Sialic Acid-Decorated Glycodendrimers Photolytically Disrupt Alzheimer's Aβ42-Fibrils into Soluble Oligomers

The accumulation of amyloid Aβ42-fibrils is a central pathological hallmark of Alzheimer's disease (AD), strongly linked to cognitive dysfunction. Current therapeutic strategies often fall short in reversing existing fibril formation, primarily focusing on preventing new aggregation. There's a critical unmet need for interventions that can actively degrade pre-formed Aβ42 fibrils to halt or reverse disease progression. This research explores a novel photolytic approach using engineered dendrimers to address this gap.

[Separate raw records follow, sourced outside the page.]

PR #1337, opened 2024-12-13
Added new methods for Strings util

Serwios:
Added the following new useful utility methods to Strings:

removeAccents: Removes accents (diacritical marks) from a string.
maskString: Masks a part of a string with a given character.
containsOnly: Checks if a string contains only characters from a specified set.
reverseWords: Reverses the order of words in a string, preserving spaces.
truncateWithEllipsis: Truncates a string and appends ellipsis if truncated.

### DIFF
--- a/src/main/java/org/apache/commons/lang3/Strings.java
+++ b/src/main/java/org/apache/commons/lang3/Strings.java
@@ -22,8 +22,13 @@ import static org.apache.commons.lang3.StringUtils.INDEX_NOT_FOUND;
 import org.apache.commons.lang3.builder.AbstractSupplier;
 import org.apache.commons.lang3.function.ToBooleanBiFunction;
 
+import java.text.Normalizer;
+import java.util.Arrays;
+import java.util.Collections;
+import java.util.stream.Collectors;
+
 /**
- * String operations where you choose case-senstive {@link #CS} vs. case-insensitive {@link #CI} through a singleton instance.
+ * String operations where you choose case-sensitive {@link #CS} vs. case-insensitive {@link #CI} through a singleton instance.
  *
  * @see CharSequenceUtils
  * @see StringUtils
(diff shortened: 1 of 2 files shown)


garydgregory:
Hello @Serwios 

-1:
- You checked the box "Run a successful build using the default [Maven](https://maven.apache.org/) goal with mvn; that's mvn on the command line by itself." but you obviously didn't do it since the build fails for me locally:
```
[ERROR] Failures:
[ERROR]   StringsTest.testRemoveAccents:141 expected: <Cafe> but was: <Caf?>
```
Checkstyle also fails:
```
[ERROR] src\main\java\org\apache\commons\lang3\Strings.java:[25,1] (imports) ImportOrder: Wrong order for 'java.text.Normalizer' import.
[ERROR] src\main\java\org\apache\commons\lang3\Strings.java:[28,8] (imports) UnusedImports: Unused import - java.util.stream.Collectors.
[ERROR] src\test\java\org\apache\commons\lang3\StringsTest.java:[26,1] (imports) ImportOrder: Wrong order for 'org.junit.jupiter.api.Assertions.*' import.
[ERROR] src\test\java\org\apache\commons\lang3\StringsTest.java:[26,47] (imports) AvoidStarImport: Using the '.*' form of import should be avoided - org.junit.jupiter.api.Assertions.*.
```
We've deprecated text processing functionality from Lang and moved it to Commons Text. For example, the whole `org.apache.commons.lang3.text` package is deprecated.

- `truncateWithEllipsis()`: See the general note on text processing above. I'm not sure the function is useful as is anyway. Unicode supports the horizontal ellipsis character but this function doesn't use it? Why three periods instead? Should it be configurable, and so on.
- `reverseWords`: See the general note on text processing above.
- `containsOnly`: How is this different from StringUtils.indexOfAnyBut()?
- `maskString`: See the general note on text processing above. In general, there are probably too many variations or use cases. Masking is usually much more complex, like "Replace phone numbers, credit cards, and so on, with X"
- `removeAccents`: See the general note on text processing above.

PR #1343, opened 2025-01-24
Update StringUtils.java

sirajalam049:
The current trim function does not trim down the non-breaking spaces, zero-width spaces, or other invisible characters. Added logic for that too.

- [ x Each commit in the pull request should have a meaningful subject line and body. Note that commits might be squashed by a maintainer on merge.

### DIFF
--- a/src/main/java/org/apache/commons/lang3/StringUtils.java
+++ b/src/main/java/org/apache/commons/lang3/StringUtils.java
@@ -8761,7 +8761,8 @@ public class StringUtils {
     }
 
     /**
-     * Removes control characters (char &lt;= 32) from both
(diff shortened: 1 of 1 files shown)


garydgregory:
-1: The point of the method is to provide a null-safe version of trim(), not to replace chars inside the string,  that's completely different. Even worse, this PR has ZERO tests.

ppkarwasz:
@sirajalam049,

Thank you for the proposal, but I am rather `-1`: this would be a **breaking** change for existent code.
However, you can propose a new method that eliminate invisible characters. In such a case, please provide some use cases for it.

garydgregory:
Closing: No feedback from OP.

PR #1355, opened 2025-03-14
deprecated ObjectUtils `defaultIfNull` add `getIfNull` and `getFirstNonNull`

pankratz76:


pankratz76:
is this any good?

I have adapted this change in spring as well, so I had the code quite ready and wanted to thank and back contribute this. 

https://github.com/spring-projects/spring-framework/pull/34587

brettkail-wk:
Out of curiosity, why is this rename/deprecation useful?  Subjectively, `defaultIfNull` seems clearer than `getIfNull`, particularly when statically imported.

Pankraz76:
The TODO directive given, it's considered deprecated to avoid breaking change.

I like both approaches, but the default context is somewhat implied. While having a verbose API is nice for beginners, for those used to it, this feels like overhead.

Since it's either/or, why do we need to explicitly mention the default? Asking this question could argue why not renaming to `returnEtherValueOrDefaultValueIfNull` this is a very verbose version giving good testament on naming.

considering:

**big scope -> small name**

**small scope ->  big name**

src/main/java/org/apache/commons/lang3/ObjectUtils.java
```diff
@@ -580,7 +580,7 @@ public static short CONST_SHORT(final int v) {
      * @param object  the {@link Object} to test, may be {@code null}
      * @param defaultValue  the default value to return, may be {@code null}
      * @return {@code object} if it is not {@code null}, defaultValue otherwise
-     * TODO Rename to getIfNull in 4.0
```
Pankraz76, line 583: @brettkail-wk 

kindly consider TODO.

brettkail-wk: I'm not familiar with the history of the TODO.

That said, I have a project with hundreds/thousands of `defaultIfNull`.  It's unclear that `getIfNull` is better than `defaultIfNull`, or at least it's unclear that it's enough better to deprecate `defaultIfNull`.

Pankraz76: > enough better

not saying anything. Just assuming rename implies a breaking change.

Not consider it to be happen anyways.

Thanks for the interaction.

PR #1362, opened 2025-03-24
Consolidating duplicated add logic

shraymoza:
By consolidating the duplicated logic into a generic method, the code becomes more DRY (Don’t Repeat Yourself) and easier to maintain. It also minimizes the risk of errors when similar changes need to be applied to all versions.


sgflt:
Java != C++.

This change introduces memory allocations caused by boxing of primitives and I think it is the cause, why code is not intentionally DRY.

PR #1373, opened 2025-04-13
added method TruncateToLength and a test case for the same

ajitpattar708:
Added `truncateToLength`, a null-safe method to truncate strings, returning "" for null.


garydgregory:
-1 for me: this is almost the same as https://docs.oracle.com/en/java/javase/21/docs/api/java.base/java/lang/String.html#substring(int,int)

What do others think?

ppkarwasz:
> What do others think?

I was thinking about `substring` too.

garydgregory:
Closing, no more feedback, the consensus is against adding this.

PR #1381, opened 2025-05-10
[LANG-1773] Apache Commons Lang no longer builds on Android

eamonnmcmanus:
Remove an unnecessary reference to `java.lang.reflect.AnnotatedType`, which does not exist on Android. We immediately call `getType()` on it, so we might just as well use the method that gives us `Type[]` directly.


garydgregory:
TY @eamonnmcmanus 

The PR is now in git master. Please verify a local clone of git master or a snapshot build from https://repository.apache.org/content/repositories/snapshots/

PR #1382, opened 2025-05-15
Add extractMatches() to RegExUtils

komatzu1337:
Provides simple way to get all regex matches as list without manual Matcher handling.

### DIFF
--- a/src/main/java/org/apache/commons/lang3/RegExUtils.java
+++ b/src/main/java/org/apache/commons/lang3/RegExUtils.java
@@ -757,62 +757,57 @@ public class RegExUtils {
     }
 
 
-    public class MatchFinder {
-
-        /**
-         * Finds all matches in the given text according to the specified pattern.
-         *
-         * @param text    the text to search for matches
-         * @param pattern the pattern to search for
-         * @return a list of found matches
-         * @throws IllegalArgumentException if text or pattern is null
-         */
-        public List<String> findMatches(CharSequence text, Pattern pattern) {
-            if (text == null)
-                throw new IllegalArgumentException("Text must not be null");
-
-            if (pattern == null)
-                throw new IllegalArgumentException("Pattern must not be null");
-
-            List<String> matches = new ArrayList<>();
-            Matcher matcher = pattern.matcher(text);
-
-            while (matcher.find()) {
-                matches.add(matcher.group());
-            }
-
-            return Collections.unmodifiableList(matches); // return an unmodifiable list
+    /**
+     * Finds all matches in the given text according to the specified pattern.
+     *
+     * @param text    the text to search for matches
+     * @param pattern the pattern to search for
+     * @return a list of found matches; returns an empty List if text or pattern is null
+     */
+    public List<String> findMatches(CharSequence text, Pattern pattern) {
+        if (text == null || pattern == null){
+            return Collections.emptyList();
         }
 
-        /**
-         * Finds all matches in the given text according to the specified pattern.
-         *
-         * @param text    the text to search for matches
-         * @param pattern the pattern to search for
-         * @return a list of found matches
-         * @throws IllegalArgumentException if text or pattern is null
-         */
-        public List<String> findMatches(String text, Pattern pattern) {
-            return findMatches((CharSequence) text, pattern);
+        List<String> matches = new ArrayList<>();
+        Matcher matcher = pattern.matcher(text);
+
+        while (matcher.find()) {
+            matches.add(matcher.group());
         }
 
-        /**
-         * Finds all matches in the given text according to the specified pattern
-         * and returns them as an array of strings.
-         *
-         * @param text  the text to search for matches (throws IllegalArgumentException if null)
-         * @param regex the regular expression pattern (throws IllegalArgumentException if null or invalid)
-         * @return an array of found matches (never null)
-         * @throws IllegalArgumentException if text or regex is null
-         * @throws PatternSyntaxException   if the regex syntax is invalid
-         */
-        public String[] findMatchesAsArray(CharSequence text, String regex) {
-            if (regex == null) {
-                throw new IllegalArgumentException("Regex must not be null");
-            }
+        return Collections.unmodifiableList(matches);
+    }
+
+    /**
+     * Finds all matches in the given text according to the specified pattern.
+     *
+     * @param text    the text to search for matches
+     * @param pattern the pattern to search for
+     * @return a list of found matches
+     */
+    public List<String> findMatches(String text, Pattern pattern) {
+        return findMatches((CharSequence) text, pattern);
+    }
+
+    /**
+     * Finds all matches in the given text according to the specified pattern
+     * and returns them as an array of strings.
+     *
+     * @param text  the text to search for matches
+     * @param regex the regular expression pattern
+     * @return an array of found matches; returns an empty array if text or regex is null
+     */
+    public String[] findMatchesAsArray(CharSequence text, String regex) {
+        if (text == null ||regex == null){
+            return new String[0];
+        }
+        try {
             Pattern pattern = Pattern.compile(regex);
             List<String> matches = findMatches(text, pattern);
             return matches.toArray(new String[0]);
+        }catch (PatternSyntaxException e){
+            return new String[0];
         }
     }
 }
--- a/src/main/java/org/apache/commons/lang3/RegExUtils.java
+++ b/src/main/java/org/apache/commons/lang3/RegExUtils.java
@@ -17,10 +17,12 @@
 package org.apache.commons.lang3;
 
 import java.util.ArrayList;
+import java.util.Collections;
 import java.util.List;
 import java.util.Objects;
 import java.util.regex.Matcher;
 import java.util.regex.Pattern;
+import java.util.regex.PatternSyntaxException;
 
 /**
  * Helpers to process Strings using regular expressions.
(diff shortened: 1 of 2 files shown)


garydgregory (commented):
I'm not sure how this one. This is a pretty narrow use case. Some people will want a List, others an array; some will want String input, others will say it should be a CharSequence. What should happen if the string is null? What should happen if the pattern is null? Should an empty list (or array) be returned? A null? Should the List be immutable? Can this even be reused with Lang?

komatzu1337:
TY for feedback! I implemented the following improvements:

Now throws IllegalArgumentException with clear messages for null 
Supports both String and CharSequence 
Provides both List<String> and String[] return 
Added regex-string variant 
All returned collections are unmodifiable
Never returns null (empty collections for null) 
Improved documentation

I will add tests later if you find this class worthwhile

src/main/java/org/apache/commons/lang3/RegExUtils.java
```diff
@@ -751,4 +755,64 @@ private static String toStringOrNull(final CharSequence text) {
     public RegExUtils() {
         // empty
     }
+
+
+    public class MatchFinder {
```
ppkarwasz, line 760: There is no need for a nested class.

src/main/java/org/apache/commons/lang3/RegExUtils.java
```diff
@@ -751,4 +755,64 @@ private static String toStringOrNull(final CharSequence text) {
...
+         * @param pattern the pattern to search for
+         * @return a list of found matches
+         * @throws IllegalArgumentException if text or pattern is null
+         */
+        public List<String> findMatches(CharSequence text, Pattern pattern) {
+            if (text == null)
+                throw new IllegalArgumentException("Text must not be null");
+
+            if (pattern == null)
+                throw new IllegalArgumentException("Pattern must not be null");
```
ppkarwasz, line 775: Since most of the methods in Commons Lang are `null`-safe, it would be more appropriate to return an empty list.

src/main/java/org/apache/commons/lang3/RegExUtils.java
```diff
@@ -751,4 +755,64 @@ private static String toStringOrNull(final CharSequence text) {
...
+         * Finds all matches in the given text according to the specified pattern.
+         *
+         * @param text    the text to search for matches
+         * @param pattern the pattern to search for
+         * @return a list of found matches
+         * @throws IllegalArgumentException if text or pattern is null
+         */
+        public List<String> findMatches(String text, Pattern pattern) {
+            return findMatches((CharSequence) text, pattern);
+        }
```
ppkarwasz, line 797: Since `String` is a `CharSequence`, this method seems useless.

ppkarwasz (changes requested):
Hi @komatzu1337,

Thanks for the PR, could you add some unit tests please?

Note also that you [enabled "Vigilant mode"](https://docs.github.com/en/authentication/managing-commit-signature-verification/displaying-verification-statuses-for-all-of-your-commits) on your GitHub account, but you didn't [add the GPG key you are using to your GitHub account](https://docs.github.com/en/authentication/managing-commit-signature-verification/adding-a-gpg-key-to-your-github-account). For this reason all your commits appear as "Unverified". Can you fix that?

garydgregory:
I'm still not convinced this belongs here.

ppkarwasz:
> I'm still not convinced this belongs here.

@komatzu1337, I appreciate the effort you've put into this contribution. I also have some reservations about the utility of `findMatches`, so please view my comments as suggestions for improvement rather than a final decision on acceptance.

Just as a reminder, per ASF guidelines, all maintainers need to reach consensus before any changes are merged.

src/main/java/org/apache/commons/lang3/RegExUtils.java
komatzu1337: I didn't know that, your suggest seems right

komatzu1337:
```suggestion
         if (text == null || pattern == null){
            return Collections.emptyList();
        }
```

ppkarwasz: Fixed in https://github.com/search?q=findAllMatches+language%3AJava&type=code

ppkarwasz:
> > I'm still not convinced this belongs here.
> 
> why?

When adding a new method to Commons Lang, we need to consider the impact on the entire ecosystem. Even small additions increase the library's size for thousands of downstream projects. Given the wide range of potential utility methods, we prioritize those likely to benefit a significant portion of users—typically, at least 1%.

While your proposed method may be useful in some contexts, it might not offer enough broad utility to justify inclusion in the core library.

komatzu1337:
@ppkarwasz

src/main/java/org/apache/commons/lang3/RegExUtils.java
```diff
@@ -751,4 +755,67 @@ private static String toStringOrNull(final CharSequence text) {
...
     }
+
+    /**
+     * Finds all matches in the given text according to the specified pattern.
+     *
+     * @param text    the text to search for matches
+     * @param pattern the pattern to search for
+     * @return an unmodifiable list of found matches; returns an empty List if text or pattern is null
+     */
+    public List<String> findMatches(CharSequence text, Pattern pattern) {
```
ppkarwasz, line 766:
```suggestion
    public static List<String> findAll(CharSequence text, Pattern pattern) {
```

This is an utility class, so all the methods must be `static`.

_Nitpick_: Naming is certainly on of the hardest tasks. Since all the methods in this class deal with matching and have names like `replaceAll`, `removeAll`, I would call this method `findAll`.

src/main/java/org/apache/commons/lang3/RegExUtils.java
```diff
@@ -751,4 +755,67 @@ private static String toStringOrNull(final CharSequence text) {
...
+
+    /**
+     * Finds all matches in the given text according to the specified pattern
+     * and returns them as an array of strings.
+     *
+     * @param text  the text to search for matches
+     * @param regex the regular expression pattern
+     * @return an array of found matches; returns an empty array if text or regex is null
+     */
+    public String[] findMatchesAsArray(CharSequence text, String regex) {
```
ppkarwasz, line 789: Looking at the remaining methods of this class, each method with signature `(CharSequence, Pattern)` has a corresponding method with signature `(String, String)`. Therefore I would define a method:

```java
public static List<String> findAll(String text, String regex)
```

I don't think it is useful to have both a method returning `List<String>` and `String[]`. The return type should be coherent.

src/main/java/org/apache/commons/lang3/RegExUtils.java
```diff
@@ -751,4 +755,67 @@ private static String toStringOrNull(final CharSequence text) {
...
+
+    /**
+     * Finds all matches in the given text according to the specified pattern
+     * and returns them as a modifiable ArrayList.
+     *
+     * @param text    the text to search for matches
+     * @param pattern the pattern to search for
+     * @return a modifiable ArrayList of found matches; returns an empty List if text or pattern is null
+     */
+    public List<String> findMatchesModifiable(CharSequence text, Pattern pattern){
```
ppkarwasz, line 810: -1

We should not start multiplying methods.

src/test/java/org/apache/commons/lang3/RegExUtilsTest.java
```diff
@@ -379,4 +381,149 @@ public void testReplacePatternDeprecated() {
         assertEquals("Lorem_ipsum_dolor_sit", RegExUtils.replacePattern("Lorem ipsum  dolor   sit", "( +)([a-z]+)", "_$2"));
     }
 
+    private RegExUtils utils;
+
+    @BeforeEach
+    void setUp() {
+        utils = new RegExUtils();
+    }
```
ppkarwasz, line 389: Utility classes are never instantiated.

src/test/java/org/apache/commons/lang3/RegExUtilsTest.java
```diff
@@ -379,4 +381,149 @@ public void testReplacePatternDeprecated() {
...
+
+    @Test
+    public void testFindMultipleMatches() {
```
ppkarwasz, line 392: Can you use parameterized logging instead of multiple methods with the same logic?

ppkarwasz (changes requested):
@komatzu1337,

As noted earlier, we're still not convinced that even a single findAll method is broadly useful. Including three separate implementations feels like more than we can justify at this point. Could you please limit the pull request to the `findAll(CharSequence, Pattern)` method, and optionally a second variant that delegates to it?

garydgregory (commented):
There are so many possibilities of combining `Pattern`, `Matcher`, and `MatchResult` that I don't see why this _specific_ use case needs to be here. For example, where would this be reused in Commons Lang or from other Commons libraries?

ppkarwasz:
> There are so many possibilities of combining `Pattern`, `Matcher`, and `MatchResult` that I don't see why this _specific_ use case needs to be here. For example, where would this be reused in Commons Lang or from other Commons libraries?

Good point! @komatzu1337, could you share a few concrete examples where this method would be especially useful—either in real-world projects or potential usage within Commons libraries?

The current unit tests illustrate some interesting scenarios, but they can be addressed using existing utilities:

- Splitting a sentence into words can be done with `StringUtils.split`.
- To extract numbers from a sentence, you could split into words and then filter those that are numeric.

Understanding your intended use cases would help us evaluate whether this method brings enough added value and general applicability to warrant inclusion here.

komatzu1337:
@ppkarwasz @garydgregory Thank you for your patience and valuable feedback.After considering your feedback, i agree that this method doesn’t align well with Commons Lang’s scope. I apologize for the time spent reviewing this proposal - in hindsight, I should have more thoroughly vetted the use case before submitting it. 

This experience has helped me better understand Commons Lang's design philosophy. I will be sure to:
1. Review the contribution guidelines more carefully next time
2. Get feedback in advance through discussion questions for future changes.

Researchers synthesized rationally designed sialic acid functionalized porphyrin-cored first and second-generation dendrimers using click chemistry. These glycoporphyrin dendrimers were then tested for their ability to degrade pre-formed Aβ42 fibrils upon irradiation. The study assessed fibril fragmentation using high-resolution imaging, particle size analysis, and analysis of peptide secondary structure distribution. Additionally, the dendrimers' cytotoxicity was evaluated in neuroblastoma cells, both with and without irradiation, to determine their protective effects against Aβ42 fibril-mediated cytotoxicity.

The synthesized sialic acid-functionalized glycoporphyrin dendrimers demonstrated a promising ability to degrade Aβ42 fibrils into lower-order soluble oligomers when photoactivated. This degradation was characterized by a gradual fragmentation of the β-sheet-rich Aβ42 fibrils into unstructured forms, confirmed by high-resolution imaging, particle size analysis, and changes in peptide secondary structure. Importantly, the glycodendrimers were found to be non-toxic, even under irradiation conditions. > The photoactivated glycodendrimers successfully rescued neuroblastoma cells from Aβ42 fibril-mediated cytotoxicity, indicating a protective effect against the neurotoxic aggregates. The proposed mechanism involves the rupture of hydrogen bonds within the fibrils by singlet oxygen species (ROS) generated from the excited porphyrin core upon light exposure.